Don’t let them take on too much and set reasonable expectations. People with ADHD often over-estimate their ability to handle a multitude of tasks, and take on too much, not finishing much of anything. If you simplify your expectations for the holidays, and help them focus on just a few tasks at a time, and celebrate the milestones and completion. For example, agree in advance that the adults will get just one present. It is fine to use Christmas bags and tissue instead of wrapping presents with bows. You can decorate a tree with lights, tinsel, and just a few decorations. You can still enjoy a family Christmas dinner with a turkey breast and instant mashed potatoes and a store-bought pumpkin pie!
Stash back-ups. For example, an keep umbrella or extra pair of glasses in the car. Stow extra hats and gloves in the car trunk, as well as the closet. Then when your ADHD relative forgets or loses an important item, they won’t be cold!
Help them relax. What relaxes people can be different, but in general, slow down and don’t try to do too much. Take plenty of breaks, and stay hydrated. Relax together at a a coffee shop and regroup. Hand fidgets can be helpful: they help you relax and focus.
Alert them when they need it. Are they spacing out? Sometimes gum helps, or ice cold water or lemonade, a quick walk, or a little chocolate or caffeine. If they’re really tired, however, just call it a day.
Get plenty of fresh air and exercise. Studies show that people with ADHD become more high-functioning when they see green outside — so take a stroll around the Christmas tree lot or outdoor garden center. Take brisk winter walks.
Let someone else do it, at least during the holidays. Take the linens and towels to a laundry and let them wash and fold them for you or your ADHD relative.
ADHD Friendly Presents
- A month-at-a-glance calendar with blocks big enough to write in plenty of notes and appointments. If the calendar or planner is for a woman, make sure it will fit in her purse.
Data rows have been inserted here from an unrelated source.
PR #67, opened 2017-06-12
fix: set excludes to options.ignore on fileset

fengmk2:
It will make glob run faster.

---

- before:
  > fileset 7 files 7769ms
- after:
  > fileset 7 files 27ms


fengmk2:
Real project on https://github.com/eggjs/egg code coverage test.

## before

image

## after

image

fengmk2:
@bcoe Can you take a look for this change? It will help us a lot.

popomore:
@bcoe we can improve performance for coverage from this PR, can you review it?

JaKXz:
@fengmk2 I'm curious if there's a test case that should be added for this? Most likely not, but just in case; e.g. [some benchmarking](https://www.npmjs.com/package/benchmark) assertions would be a really cool addition so that we don't regress on this.

bcoe:
@fengmk2 awesome performance tweak 👍 sorry this took me so long to review.

PR #74, opened 2017-07-12
update to use correct node type

hzoo:
https://github.com/babel/babel/pull/5940 is a breaking change that fixes a bug, so making the change now since I hit it when trying to update in preset-env

https://github.com/babel/babel-preset-env/pull/372

### DIFF
--- a/packages/istanbul-lib-instrument/src/visitor.js
+++ b/packages/istanbul-lib-instrument/src/visitor.js
@@ -133,7 +133,7 @@ class VisitState {
                 ? (x) => T.memberExpression(x, T.numericLiteral(index), true)
                 : (x) => x
         );
-        return T.unaryExpression('++',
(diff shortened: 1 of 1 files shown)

- A mini-recorder (maybe for a keychain) so the person can record where he parked the car.
- A fun fidget for their purse, backpack or keychain: check out Tangle.
- A GPS system to keep them from getting lost in the car.
- Watches with easy-to-read faces are a good gift. You can’t have too many watches.
- A digital camera for recording events. People with ADHD tend to be visual learners.
- Those lavender scented heavy pads for shoulders.
- Timers to remind them to take the cookies out of the oven, or to take a break.
- A relaxing music CD, such as classical music or instrumental jazz.
- ADHD self-help books.
- Nice pens and notepads for making lists. Post-it notes.
- Bubbles are relaxing for children, because it requires slow breathing.
- A tiny zen rock garden.
- An artificial plant (you don’t have to remember to water them).
- Key organizer (to mount by the front door)
- Desk organizers
- Closet organizers
- Cosmetic bags and jewelry organizers
- Ornaments organizers
- Checkbook organizer and budgeting tools.